To ground our analysis of pseudo-autobiographies in the conventions of actual early modern life writing, we will open the course by reading the life narrative of Luisa de Carvajal y Mendoza, a member of a high noble family who went to England in perilous times and was imprisoned there for Catholic proselytizing. Most of the course, however, will deal with the picaresque novel, a type of fictional narration that focuses on the inglorious side of imperial Spain: the stories of impoverished waifs and beggars, tricksters and scoundrels, sex workers and adventurers. In addition to the primary texts, students will read a sampling of theoretical articles and case studies on life writing and autobiography, and an important scholarly monograph on the debates about the causes and potential remedies for poverty in Spain at the time. The first fictional work we will take up is the anonymous Lazarillo de Tormes, which some critics consider a “precursor” to more canonical exemplars of the picaresque genre, such as Mateo Aleman’s The Rogue (Guzmán de Alfarache), Francisco de Quevedo’s The Grifter (El Buscón), and The Spanish Jilt, mentioned above. Miguel de Cervantes never wrote a picaresque novel, but he did write two short pieces of fiction that participate in the picaresque genre. We will read both “Rinconete and Cortadillo” and “Dialogue between Scipio and Berganze, dogs of the Hospital of the Resurrection in the city of Valladolid” in this course. Finally, students will see how Spain’s picaresque novel “goes transatlantic” by reading a recent translation of The Misfortunes of Alonso Ramírez, The True Adventures of a Spanish American with 17th-Century Pirates, one of several well-known picaresque-style narratives situated and written in Latin America.
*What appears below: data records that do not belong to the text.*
PR #6580, opened 2020-01-27
Update native-api.rst

### LINKED ISSUE #6563: Guides - Missing quotation marks in curl command for creating dataset via API
Version: 4.18.1

Hello everybody,
After @youssefOuahalou brought up an error, @pdurbin found out that quotation marks are missing in the curl commands in [this section of the API Guide](http://guides.dataverse.org/en/4.18/api/native-api.html?highlight=already%20doi#create-dataset-command). Otherwise, bash cannot parse the URLs properly (and the ampersand (&) in the first of the two paths confuses it).

It should be:

`curl -H "X-Dataverse-key: [admin token]" -X POST "http://[dataverse URL]/datasets/:import?pid=[digital object identifier]&release=[yes or no]" --upload-file "[folder path]"`

BPeuch:
Quotation marks are necessary in this curl command, otherwise bash cannot parse the URLs properly (and the ampersand (&) in the first of the two paths especially confuses it).

Closes #6563

### DIFF
--- a/doc/sphinx-guides/source/api/native-api.rst
+++ b/doc/sphinx-guides/source/api/native-api.rst
@@ -330,7 +330,7 @@ Next you need to figure out the alias or database id of the "parent" dataverse i
   export PARENT=root
   export SERVER_URL=https://demo.dataverse.org
 
-  curl -H X-Dataverse-key:$API_TOKEN -X POST $SERVER_URL/api/dataverses/$PARENT/datasets --upload-file dataset-finch1.json
+  curl -H X-Dataverse-key:$API_TOKEN -X POST "$SERVER_URL/api/dataverses/$PARENT/datasets" --upload-file dataset-finch1.json
 
 The fully expanded example above (without the environment variables) looks like this:
 
--- a/doc/sphinx-guides/source/api/native-api.rst
+++ b/doc/sphinx-guides/source/api/native-api.rst
@@ -336,7 +336,7 @@ The fully expanded example above (without the environment variables) looks like 
 
 .. code-block:: bash
 
-  curl -H X-Dataverse-key:xxxxxxxx-xxxx-xxxx-xxxx-xxxxxxxxxxxx -X POST https://demo.dataverse.org/api/dataverses/root/datasets --upload-file dataset-finch1.json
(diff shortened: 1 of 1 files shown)


pdurbin:
Whoops! I meant to say that I added this commit: 3835baa

Time for coffee. ☕️

BPeuch:
Thanks, @pdurbin!

landreev:
> **What this PR does / why we need it**:
> Quotation marks are necessary in this curl command, otherwise bash cannot parse the URLs properly (and the ampersand (&) in the first of the two paths especially confuses it).
> 
> **Which issue(s) this PR closes**:
> Closes #6563

@BPeuch 
@pdurbin 
I may be missing something, but this PR still doesn't make much sense to me. You are correct, yes, in that you can't have unquoted ampersands in URLs in shell commands. But in the actual changes you guys committed in this PR, there are NO ampersands in the URLs that you're putting the quotes around. 
So no, you DON'T need the double quotes in this example (from the diff):
```
curl -H "X-Dataverse-key:xxxxxxxx-xxxx-xxxx-xxxx-xxxxxxxxxxxx" -X POST "https://demo.dataverse.org/api/dataverses/root/datasets" --upload-file "dataset-finch1.json"
```

On the other hand, I'm still seeing some curl examples in that guide with un-quoted URLs that DO have ampersands in them... -? 
Like this line, for example - which appears to be the line for which #6563 was originally opened - it looks like it hasn't been fixed: 

```
curl -H X-Dataverse-key:$API_TOKEN -X POST $SERVER_URL/api/dataverses/$DV_ALIAS/datasets/:import?pid=$PERSISTENT_IDENTIFIER&release=yes --upload-file dataset.json
```

BPeuch:
Hello, @landreev.

I am responsible for the confusion: I forgot to remove certain local variables from the example before posting it, and there happened to be an ampersand in one of them. I later erased the contents of the  variables (it was especially problematic for the admin token) but forgot to update my message elsewhere. Sorry about that.

The general idea still is that certain characters might need escaping and the guidelines should specify that in case they pop up in a query.

donsizemore:
@landreev @BPeuch the "Datasets" section was next on my list of examples through which to stroll, but there are pending pull requests on the page.

pdurbin:
Yeah, I also noticed that there are no `&` but I figured sending the message that it's often good to put URLs in quotes is probably a good thing. I think in the example @BPeuch or his colleague sent me, there were some extra query parameters and hence a `&` or two.

PR #6597, opened 2020-01-31
docs: add Renku to integrations list

### LINKED ISSUE #6592: Add Renku to list of integrations
At https://twitter.com/pmarrai/status/1222813558758572032 you can see that I just mentioned Renku in a talk...

Screen Shot 2020-01-30 at 10 17 25 AM

... but Renku isn't on the list at http://guides.dataverse.org/en/4.19/admin/integrations.html

We should update https://github.com/IQSS/dataverse/blob/develop/doc/sphinx-guides/source/admin/integrations.rst to add Renku. Pull requests welcome!

rokroskar:

Adds Renku to the list of integrations in the documentation. 

closes #6592

### DIFF
--- a/doc/sphinx-guides/source/admin/integrations.rst
+++ b/doc/sphinx-guides/source/admin/integrations.rst
@@ -19,9 +19,9 @@ If your researchers have data on Dropbox, you can make it easier for them to get
 Open Science Framework (OSF)
 ++++++++++++++++++++++++++++
 
-The Center for Open Science's Open Science Framework (OSF) is an open source software project that facilitates open collaboration in science research across the lifespan of a scientific project. 
+The Center for Open Science's Open Science Framework (OSF) is an open source software project that facilitates open collaboration in science research across the lifespan of a scientific project.
 
-For instructions on depositing data from OSF to your installation of Dataverse, your researchers can visit http://help.osf.io/m/addons/l/863978-connect-dataverse-to-a-project 
+For instructions on depositing data from OSF to your installation of Dataverse, your researchers can visit http://help.osf.io/m/addons/l/863978-connect-dataverse-to-a-project
 
 RSpace
 ++++++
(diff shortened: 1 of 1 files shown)


doc/sphinx-guides/source/admin/integrations.rst
```diff
@@ -95,6 +111,17 @@ Researchers can launch Jupyter Notebooks, RStudio, and other computational envir
 
 Institutions can self host BinderHub. Dataverse is one of the supported `repository providers <https://binderhub.readthedocs.io/en/latest/developer/repoproviders.html#supported-repoproviders>`_.
 
+Renku
++++++
+
+Researchers can import Dataverse datasets into their Renku projects via the
+command-line interface (CLI) by using the Dataverse DOI. See the `renku Dataset
```
djbrooke: A Dataverse installation can run handles as well, but I'm OK with this as is. We can revisit as we'll be working in this area quite a bit over the coming months.

rokroskar: actually I think what we do is either process the DOI or extract it from a dataverse URL. Are either of those possibly incompatible with how some installations might format URLs? Maybe @Panaetius can chime in about our implementation.

djbrooke: An example of an installation running handles is:

http://hdl.handle.net/11529/10016
https://data.cimmyt.org/dataset.xhtml?persistentId=hdl:11529/10016

rokroskar: right, I remember some discussion about that - I think at the moment we require a DOI for import. I also don't see an option to export JSON-LD on that installation?

rokroskar: so should I qualify the statement in the docs to be clearer about the current requirements?

djbrooke: Yeah, they are on 4.7.1 and it's been added since then (4.8.x)

djbrooke: Yes, it would be good to add some more details. Thanks!

Panaetius: There's 3 way that work, either just a plain DOI, or a DOI that's prefixed with `doi:` or an URL that has the following conditions:
- it contains a `persistentId` entry
- it has the dataverse version page at the `api/v1/info/version` path
 in which case we access `<domain>/api/v1/datasets/export/?persistentId=<persistentId>&exporter=schema.org` to get the data.

So short answer, handles also work. Long answer, I remember some dataverse instances that use handles being weird as they don't have the API enabled or don't use `persistentId`. But it's been a while since I did this.

In your examples, the first URL wouldn't work, the second should work (though the first just redirects to the second).

rokroskar: I tried both, neither seemed to work.

PR #6609, opened 2020-02-04
6524 dataset size api

### LINKED ISSUE #6524: Dataset Size API
We have an endpoint for getting Dataverse size, added in #5848/#5941: 

http://guides.dataverse.org/en/latest/api/native-api.html#report-the-data-file-size-of-a-dataverse

We should add an additional endpoint for getting dataset size that should (generally) follow the same logic as the dataverse API. The display of this on the dataset page (#6400) is still being designed and tested, but we should add the API now to ease UI development in the future and because this may be useful for systems integrating with Dataverse.

sekmiller:
This PR add API endpoints for getting the storage size of a dataset and getting the sum of size of the files available for download in a particular version of a dataset.

Closes #6524  

None

Note that the storage size api requires that the token passed has view unpublished. Likewise for the download size, if the version is :draft there must be a token passed with view unpublished permission. No token is required for a published version.

No

No. (could be included in "additional features/fixes."

**Additional documentation**:
added doc to native-apt.rst


src/main/java/edu/harvard/iq/dataverse/DatasetServiceBean.java
```diff
@@ -866,45 +866,67 @@ public void obtainPersistentIdentifiersForDatafiles(Dataset dataset) {
...
+    public long findStorageSize(Dataset dataset, boolean countCachedExtras) throws IOException {
+        return findStorageSize(dataset, countCachedExtras, "storage", null);
+    }
+  
     /**
      * Returns the total byte size of the files in this dataset 
      * 
      * @param dataset
      * @param countCachedExtras boolean indicating if the cached disposable extras should also be counted
+     * @param mode String indicating whether we are getting the result for storage (entire dataset) or download version based
```
pdurbin: It would be nice to document the accepted values for "mode".

src/main/java/edu/harvard/iq/dataverse/engine/command/impl/GetDatasetStorageSizeCommand.java
```diff
@@ -0,0 +1,79 @@
...
+ * @author skraffmi
+ */
+@RequiredPermissions({})
+public class GetDatasetStorageSizeCommand extends AbstractCommand<Long> {
+
+    private static final Logger logger = Logger.getLogger(GetDataverseStorageSizeCommand.class.getCanonicalName());
+
+    private final Dataset dataset;
+    private final Boolean countCachedFiles;
+    private final String mode;
```
pdurbin: Instead of a String for "mode" and enum would be nice. More type safe that way. And auto documenting.

djbrooke:
@pdurbin if there are suggested changes let's not start QA yet. @sekmiller feel free to respond to the feedback above and let me know if you want me to edit any docs.

pdurbin:
@djbrooke that's fine but I want to re-emphasize that I don't see any changes as required. Again, they're just suggestions. 😄

djbrooke:
@pdurbin thanks, yeah, I 100% agree and understand, but I don't want @kcondon to start QA and have things shift under him if @sekmiller plans to make the changes.

sekmiller:
I addressed the coding suggestions that @pdurbin made, but I'm going to leave the doc as is for now since it is in line with what is already there for other api endpoints.

PR #6610, opened 2020-02-04
get FITS metadata extract working again #5919

### LINKED ISSUE #5919: FITS File Upload: no longer extracting metadata

pdurbin:

FITS file metadata extraction is an advertised feature of Dataverse...

- https://dataverse.org/software-features
- http://guides.dataverse.org/en/4.19/user/dataset-management.html#astronomy-fits

... but my guess it has been broken since 4.9 and dc6ff86

Closes #5919

This is a draft pull request (Update: now it's real) because while removing the call to "delete" on the temp file fixes the problem allowing FITS metadata to be extracted...

Screen Shot 2020-02-04 at 2 52 14 PM

... I'm sure we need to keep the "delete" in there. 2bc4690 is just the first commit to make it easy for me to have a conversation with @landreev to see what he recommends.

Update: I moved the delete method down. @landreev I had to keep it in the for loop to keep the variables in scope. I couldn't move it all the way down to the return like we talked about.

The screenshot above is from testing with perseus60.fits from https://dataverse.harvard.edu/file.xhtml?persistentId=doi:10.7910/DVN/NTT77F/LASN2S

No.

It might be nice to explain this feature has been restored.

**Additional documentation**:

### DIFF
--- a/src/main/java/edu/harvard/iq/dataverse/ingest/IngestServiceBean.java
+++ b/src/main/java/edu/harvard/iq/dataverse/ingest/IngestServiceBean.java
@@ -277,20 +277,6 @@ public class IngestServiceBean {
                     }
                 }
 
-                // ... and let's delete the main temp file:
-                // Commenting out this "delete" for code review because otherwise "extractMetadata"
-                // below (for FITS files) fails with "Could not open temp file".
-                // See https://github.com/IQSS/dataverse/issues/5919
-/*
-                try {
-                    logger.fine("Will attempt to delete the temp file " + tempLocationPath.toString());
-                    Files.delete(tempLocationPath);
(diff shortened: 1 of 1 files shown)


pdurbin:
@landreev I pushed the commit we talked about and updated the description above. Please note that to keep the variable in scope, I couldn't move the delete all the way to the bottom. It's still in a for loop.

PR #6612, opened 2020-02-05
6522 duplicate dvobjects

### LINKED ISSUE #6522: DB Constraint to prevent duplicate DvObjects for the same physical file
Another issue with files discovered in prod. in recent days: 
There appears to be a number of instances in the db, where TWO dvobjects/datafiles are associated with the same storage identifier (i.e., same physical file).
I have not yet identified the exact scenario that makes it possible. But it must be something going wrong during upload and save. 
Opening the issue to diagnose and fix the problem. 
As always with things like this, this will involve both code fixes and cleanup.

landreev:
This addresses the issue of duplicate datafiles/dvobjects created on upload under some (unknown) conditions, referencing the same physical file. The code change adds the unique constraint on the storageidentifier within dataset that should prevent this from happening in the future. 

Before it can be deployed however, the database must be checked for any existing duplicates. We've already done it in our prod., but we'll have to notify other installations and guide them through the cleanup process.

In addition to the normal release note, the PR contains a "pre-release-note", plus the diagnostic script, for sending out to the partner installation. This should be done *ahead* of the next release, as soon as the branch is merged into develop. 

Closes #6522

Up for review is the approach I chose for dealing with this on remote installations. Specifically, I concluded it was not practical to try and produce a script that would fix any potentially affected installation. There are too many variables involved - whether an affected file is published vs. draft, ingested as tabular, physical file intact, etc. etc. So my approach is to send out the diagnostics script (that has been tested on one remote installation already) that will detect if this condition is present. If any duplicates are found, I'm asking them to send us the output and then we'll assist them with cleanup. 

This involves committing to more support work down the road, but I feel like this is the best and safest way to address this. 

 

We do not know of a way to reproduce the condition that leads to the creation of duplicates on upload. So there is no clear way to test it. 

Mostly the QA should be about reviewing the diagnostic script and information note that we'll be sending out to the remote installations. 

No
Yes
**Additional documentation**:


kcondon:
@landreev The script url in the release notes results in 404: https://github.com/IQSS/dataverse/raw/develop/scripts/issues/6522/find_duplicates.sh

but this one in another file works:

landreev:
@kcondon 
The flyway issue is a conflict with the migration script in the multistore branch, that's using the same number  and has been deployed on build - 4.19.0.1. I didn't realize that branch had a flyway script. 
I'll rename the script in my branch quickly (will be 4.19.0.2). 

The link is just a matter of changing one of them to "develop" right before we merge, as discussed. 


> The script url in the release notes results in 404: https://github.com/IQSS/dataverse/raw/develop/scripts/issues/6522/find_duplicates.sh
> 
> but this one in prerelease notes works: https://github.com/IQSS/dataverse/raw/6522-duplicate-dvobjects/scripts/issues/6522/find_duplicates.sh
> 
> Also getting a flyway failure due to checksum. That usually happens when there is already a script applied? Does this script need to be renamed for 4.20?

landreev:
@kcondon checked in

landreev:
Doh - we may need to revert this PR, on account of harvested files. Those often have remote urls in the storageidentifier field, that are totally not guaranteed to be unique... Our own prod. database has a ton of these, so the constraint doesn't work. 

We don't really use these urls for any practical purposes; so we can probably stop shoving them into the field... But we can't proceed with adding the constraint until we figure it out.

PR #6619, opened 2020-02-06
remove parentheses from dataset contact affiliation #6570

### LINKED ISSUE #6570: New contact affiliation metadata in Search API includes parentheses
In Dataverse 4.19, when Search API results include datasets with Contact Affiliation metadata, the affiliation value is wrapped in parenthesis:

Screen Shot 2020-01-23 at 8 23 58 PM

Was this by design? It reminds me of https://github.com/IQSS/dataverse/issues/5521

pdurbin:

Closes #6570

I copied and pasted a similar method above. Here's where the similar method is now used (one fewer place in this pull request since the Search API uses the new method):

Screen Shot 2020-02-06 at 10 54 23 AM

Add an affiliation to the contact of a dataset and inspect the JSON output from the Search API when finding that dataset. The value should not be wrapped in parentheses, like it is in 4.19.

No.

Yes, added. Technically this is a backward incompatible change but it's a small one and I don't think it's worth adding a configuration option for it. Sorry, API users. You no longer need to strip parentheses from affiliation if you were before. 

**Additional documentation**:

None.

### DIFF
--- a/doc/release-notes/6570-search-api-contact-affiliation.md
+++ b/doc/release-notes/6570-search-api-contact-affiliation.md
@@ -1,0 +1,1 @@
+As reported in https://github.com/IQSS/dataverse/issues/6570 the affiliation for dataset contacts has been wrapped in parentheses in the JSON output from the Search API. These parentheses have now been removed. This is a backward incompatible change but it is hoped that it won't cause any problems for integrations and API users.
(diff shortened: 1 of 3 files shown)


pdurbin:
@sekmiller I just reduced code duplication in e3a25fa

For the final project, students will carry out research that might lead to an in-depth analysis of a particular picaresque novel, or a comparison between one of these and another kind of life writing, such as that of Spanish soldiers (see Miguel Martínez, Front Lines: Soldiers’ Writing in the Early Modern Hispanic World). Because the Spanish picaresque was influential for authors like Defoe, Smollett, Fielding, Byron and Dickens, it is easy to envision a final research paper that is comparative or interdisciplinary in nature.